The purpose of the design of experiments is to find a combination of input variables that will result in an output variable with the desired value.
The goal of any experiment is to obtain information about the relationship between one or more independent variables and a dependent variable. This relationship is often described by a mathematical model that relates the independent variables' values to the dependent variable's value. For example, if you want to know whether increasing the amount of fertilizer increases crop yield, then your independent variable might be the amount of fertilizer, and your dependent variable could be crop yield. In addition, crop yield could be affected by many other independent variables, such as temperature, rainfall, seed variety, humidity, soil type, etc.
The number of possible combinations of inputs can be very large, so it's important to use some sort of optimization method to find the best combination. This is done using a statistical model for the relationship between the input and output variables.
The key purposes of the Experimental Design include:
1. To identify and narrow down the factors affecting the output.

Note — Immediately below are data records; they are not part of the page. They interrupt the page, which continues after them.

PR #2174, opened 2017-09-26
Overview instance row improvements

spadgett:
* Show documentation URL
* Show support URL
* Add a delete action to failed deployment alerts
* Truncate long text in alert messages

openshift web console 2017-09-26 14-06-39

@rhamilto @ncameronbritt

### DIFF
--- a/app/scripts/directives/overview/serviceInstanceRow.js
+++ b/app/scripts/directives/overview/serviceInstanceRow.js
@@ -32,11 +32,6 @@
 
     var serviceInstanceDisplayName = $filter('serviceInstanceDisplayName');
 
-    var getDescription = function() {
-      var serviceClassName = row.apiObject.spec.serviceClassName;
-      return _.get(row, ['state','serviceClasses', serviceClassName, 'description']);
-    };
-
     var updateInstanceStatus = function() {
       if (_.get(row.apiObject, 'metadata.deletionTimestamp')) {
         row.instanceStatus = 'deleted';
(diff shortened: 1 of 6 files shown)


ncameronbritt:
Looks good. I wonder if we shouldn't think about changing "Learn More" to "View Documentation" so that it's clearer where that link goes.

ncameronbritt:
I think in the wizard link too. "Learn More" is vague.

spadgett:
> I think in the wizard link too. "Learn More" is vague.

OK, makes sense. I'll tackle the catalog change in a separate PR since it's another repo anyway.

ncameronbritt:
Not suggesting we tackle this now, but we use "Learn More" to link to openshift documentation throughout the console. 

But here I think there's value in making the distinction between documentation and support clear.

spadgett:
@ncameronbritt I agree. It's only in one place in the catalog, so I just made the change there, too.

spadgett:
Updated the link text and switched to the `learn-more-inline` console class for consistency. It does change the font size. @ncameronbritt Look OK or should we change back to normal font size here?

openshift web console 2017-09-26 15-04-53

ncameronbritt:
@spadgett I know I already approved, but I think I like the larger font size for those links. I feel like they serve a slightly different function in this context as the other "learn more" links that we have in the console.

spadgett:
OK, back to normal font size with some small fixes for mobile styles.

spadgett:
[merge]

Issue #2045, opened 2017-09-11
Provide equivalent of 'oc set volume --overwrite'.


GrahamDumpleton:
If you attempt to mount a volume in a container of a pod, and try to name the volume definition the same as an existing volume definition, the web console will give you an error and not allow it.

![image](https://user-images.githubusercontent.com/507637/30256912-80931d9e-96f1-11e7-99bb-b48228f5bfac.png)

The problem is that the ability to reuse the existing volume definition, when it is the same underlying persistent volume claim, is necessary if you are attempting to share a volume between two different containers within the same pod.

When using the command line you can override any such error by using the ``oc set volume --overwrite`` option. A similar ability is needed in the web console.

There are possibly two choices. If the error comes up, show a checkbox to allow you to overwrite it. Or, maybe not even show the error if the volume definition exists but is for the same persistent volume claim. That is, make it intelligent enough to know that it can reuse the existing volume definition which has already been created for the same persistent volume claim.

Note that you cannot just create a second volume definition for the same underlying persistent volume as it seems having multiple volume definitions with different names, but for the same underlying persistent volume claim, against the one deployment configuration, cause deployment to hang.

spadgett:
Reopening because there is an issue with the current fix.

spadgett:
@GrahamDumpleton Making sure I understand the scenario: You want to be able to add the same PVC to different containers in the same pod? Do they need different mount paths? Otherwise you should be able to add it to all containers at once.

GrahamDumpleton:
They needed to be added at different mount points in each container and with different sub path from within the volume as it was not intended they use the same data, but different parts of the shared volume.

GrahamDumpleton:
As example:

```
                    "spec": {
                        "volumes": [
                            {
                                "name": "data",
                                "persistentVolumeClaim": {
                                    "claimName": "${APPLICATION_NAME}-data"
                                }
                            }
                        ],
                        "containers": [
                            {
                                "name": "wordpress",
                                ...
                                "volumeMounts": [
                                    {
                                        "name": "data",
                                        "mountPath": "/opt/app-root/src",
                                        "subPath": "wordpress-data"
                                    }
                                ]
                            },
                            {
                                "name": "mysql",
                                ...
                                "volumeMounts": [
                                    {
                                        "name": "data",
                                        "mountPath": "/var/lib/mysql/data",
                                        "subPath": "mysql-database"
                                    }
                                ]
                            }
```

[...]

PR #2176, opened 2017-09-26
add "overwrite" option to attachPVC view

juanvallejo:
Depends on: https://github.com/openshift/origin-web-common/pull/203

Design of Experiment is used when you want to know what factors significantly affect the output. You may also want to know if there are any interactions between two or more factors.
Knowing the factors that do NOT affect the output is equally important. If an input does not affect the output significantly, that knowledge can help consider the cheaper or easier options.
2. To model the process response
Once you have narrowed down the key inputs, you would want to create a mathematical model of the process. This model can help you understand how the input variables affect the response.
3. To determine the optimum conditions for the process.
Once you have identified the factors that affect the output, you need to determine the optimum level of inputs that will lead to the desired output. The goal could be to maximize, minimize or achieve a target level of the response variable.
Experimental Design helps us understand the relationships between different factors and their effects on the output. It allows us to make predictions about the behaviour of our system under different conditions.